* _PROBLEM REQUIREMENTS_
A single number is all that's needed: how many lines in the data contain the string "margin".

* _TASK INPUTS_

PR #962, opened 2023-09-15
EL-1129: dependant income content

patrick-laa:
[Jira ticket](https://dsdmoj.atlassian.net/browse/EL-1129)

## What changed and why

Add content to make clear about dependant maximum allowable income.

## Checklist


app/views/shared/_heading.html.slim
```diff
@@ -33,7 +33,7 @@ ruby:
         ul style="list-style-type: none; margin: 0; padding: 0;"
           li = header_text
     - else
-      h1.govuk-heading-xl class=("govuk-!-margin-bottom-3" if post_header_texts.any?) = header_text
+      h1.govuk-heading-xl class=("govuk-!-margin-bottom-3" if post_header_texts.any? || end_block.present?) = header_text
```
MazOneTwoOne, line 36: question - I'm overthinking this, but why not add the spacing (`"govuk-!-margin-top-3"`) to `govuk_warning_text`? 

There might (this word is doing a lot of 'heavy lifting') be scenarios when we just want the element below the header to stand out more and not be part of the header??

MazOneTwoOne (approved):

app/views/shared/_heading.html.slim
patrick-laa: We could, but if we want an element below the header to stand out and not be part of the header, all we need to do is not provide that element as a block indented within the shared/heading block (e.g. in dependant_details.html.slim we could unindent the new line 31 by 2 new spaces). By doing it this way, we say:

- if you want the new thing to be tucked up tight under the header, provide it as a block to this partial
- if you want it not to, don't.

MazOneTwoOne: Oh yes! I knew I was overthinking it.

* _FINAL ANSWER_
4